Brief: Locate the word "learn" in the material, then show every line that holds it.

Exercise materials:
PR #39915, opened 2026-01-26
Tables tsp spec migration

annatisch:

> [!TIP]

## PR review workflow diagram

## API Info: The Basics

- [ ] a private preview
- [ ] a public preview
- [ ] GA release

### Change Scope

<sup>This section will help us focus on the specific parts of your API that are new or have been modified. <br/>Please share a link to the design document for the new APIs, a link to the previous API Spec document (if applicable), and the root paths that have been updated. </sup>
* Design Document:
* Previous API Spec Doc:
* Updated paths:

### Viewing API changes

### Suppressing failures

[Swagger-Suppression-Process](https://aka.ms/pr-suppressions) 
to get approval.

### Release planner

A [release plan](https://aka.ms/azsdkdocs/release-plans) should have been created. If not, please create one as it will help guide you through the REST API and SDK creation process. 

<details>

</details>

<details>

### Tooling

### Helpful Links

</details>

## Getting help

  and https://aka.ms/ci-fix.


annatisch:
## Summary of breaking changes
### 1003 - RequestBodyFormatNoLongerSupported (6 errors)
In the original swagger spec - 6 operations were incorrectly documented as using `"application/json;odata=nometadata"` for the request body. According to the REST API specs below, these should always have been `"application/json"`.
- paths['/Tables'].get (As a GET method, should not have had a request content-type)
- paths['/Tables'].post https://learn.microsoft.com/en-us/rest/api/storageservices/create-table#request-headers
- paths['/{table}()'].get (As a GET method, should not have had a request content-type)
- paths['/{table}'].post https://learn.microsoft.com/en-us/rest/api/storageservices/insert-entity#request-headers
- paths['/{table}(PartitionKey='{partitionKey}',RowKey='{rowKey}')'].get (As a GET method, should not have had a request content-type)
- paths['/{table}(PartitionKey='{partitionKey}',RowKey='{rowKey}')'].delete (As a DELETE method, should not have had a request content-type)

### 1004 - ResponseBodyFormatNowSupported (6 errors)
While the success response body default format is `"application/json;odata=minimalmetadata"`, the response body `"application/json"` should also be supported in the following 6 operations as the format of the error response.
- paths['/Tables'].get
- paths['/Tables'].post
- paths['/{table}()'].get
- paths['/{table}'].post
- paths['/{table}(PartitionKey='{partitionKey}',RowKey='{rowKey}')'].get
- paths['/{table}(PartitionKey='{partitionKey}',RowKey='{rowKey}')'].delete

### 1005 - RemovedPath (2 errors)
The following paths have been respecified as follows:
- paths['/?ServiceProperties'] -> paths['?restype=service&comp=properties']
- paths['/?ServiceStats'] -> paths['?restype=service&comp=stats']

### 1006 - RemovedDefinition (1 error)
The `TableEntityProperties` model is now defined as an alias of `Record<unknown>`

### 1010 - AddingRequiredParameter (4 errors)
The "Accept" header was being stripped from requests with no success response body (e.g. status 204), so needed to be explicitly added as otherwise XML error response bodies may be returned for JSON requests, which can cause problems for code generators. This was added to the following 6 operations (only 4 of which show up as breaking changes):
- paths['/Tables('{table}')'].delete
- paths['/{table}(PartitionKey='{partitionKey}',RowKey='{rowKey}')'].put
- paths['/{table}(PartitionKey='{partitionKey}',RowKey='{rowKey}')'].patch
- paths['/{table}(PartitionKey='{partitionKey}',RowKey='{rowKey}')'].delete
- paths['{table}?comp=acl'].put
- paths['?restype=service&comp=properties'].put

### 1011 - AddingResponseCode (1 error)
The original swagger spec was missing the "default" error response for paths['/Tables'].get

### 1014 - RemovingHeader (2 errors)
I'm not sure why we're getting these errors, one for each success response code for paths['/{table}'].post:
- 201 response: [Content-Type header is still specified in the response model](https://github.com/Azure/azure-rest-api-specs/blob/tables-tsp-migration/specification/cosmos-db/data-plane/Tables/models.tsp#L467-L468) - so I don't know why it says it's removed.
- 204 response: No content, so no Content-Type header should be present.

### 1016 - ConstantStatusHasChanged (9 errors)
This is because the previous swagger spec defined the API version header as a constant, which is no longer the case now that it uses the `@apiVersion` decorator. This change applied to every operation, however this error has only been raised for the 9 JSON operations (and ignored for the 5 XML operations).

### 1017 - ReferenceRedirection (118 errors)
This seems to be expected for a tsp migration - I have just ignored all these errors.

### 1023 - TypeFormatChanged (48 errors)
These all fall under one of the following 3 changes:
- "The new version has a different format 'uuid' than the previous one ''."
  The tsp declares both the `"x-ms-client-request-id"` and `"x-ms-request-id"` as uuid, as opposed to the original spec which left them as unformatted string. This can be reverted if preferred.
- "The new version has a different format 'date-time-rfc7231' than the previous one 'date-time-rfc1123'."
  The `"Date"` header now uses the subformat "rfc7231" as "rfc1123" isn't support by tsp.
- "The new version has a different format 'int32' than the previous one ''."
  The previous spec definition of the `"Timeout"` parameter had the type as `"integer"` but never defined the format as `"int32"`.

### 1026 - TypeChanged (8 errors)
- "The new version has a different type '' than the previous one 'object'." - There are 6 instances of this error and it appears to be related to the change from TableEntityProperties being a model with `additionalProperties=true` to an alias for `Record<unknown>`. The newly generated spec uses `additionalProperties={}` instead.
- "The new version has a different type 'object' than the previous one ''." - The original spec definition of "Metrics" was missing the `type: "object"` declaration, which has been added.
- The new version has a different type 'object' than the previous one 'array'. This is because the correct way to declare an XML array that is unwrapped to a tagged element is to declare it as a model with the array as an internal attribute using `@xml.unwrapped`.

### 1033 - RemovedProperty (28 errors)
These are all renames to using tsp naming conventions, while maintaining compatibility using the `@xml.name` decorator:
- TableServiceProperties.Logging -> logging
- TableServiceProperties.HourMetrics -> hourMetrics
- TableServiceProperties.MinuteMetrics -> minuteMetrics
- TableServiceProperties.Cors -> cors
- Logging.Version -> Logging.version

Written answer:
- paths['/Tables'].post https://learn.microsoft.com/en-us/rest/api/storageservices/create-table#request-headers
- paths['/{table}'].post https://learn.microsoft.com/en-us/rest/api/storageservices/insert-entity#request-headers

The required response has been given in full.